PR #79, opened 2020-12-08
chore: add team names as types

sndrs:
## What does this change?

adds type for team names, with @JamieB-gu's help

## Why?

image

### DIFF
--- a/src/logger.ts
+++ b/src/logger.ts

...

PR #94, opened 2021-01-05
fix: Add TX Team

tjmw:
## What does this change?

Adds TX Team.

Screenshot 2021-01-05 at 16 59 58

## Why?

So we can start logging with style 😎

* * *

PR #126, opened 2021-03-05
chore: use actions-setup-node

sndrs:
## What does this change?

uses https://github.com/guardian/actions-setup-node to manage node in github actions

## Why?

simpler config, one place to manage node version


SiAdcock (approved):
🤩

DIRECTIONS =
Tell me how many lines in the data include "setup", giving only the number.

EXPECTED OUTPUT =
2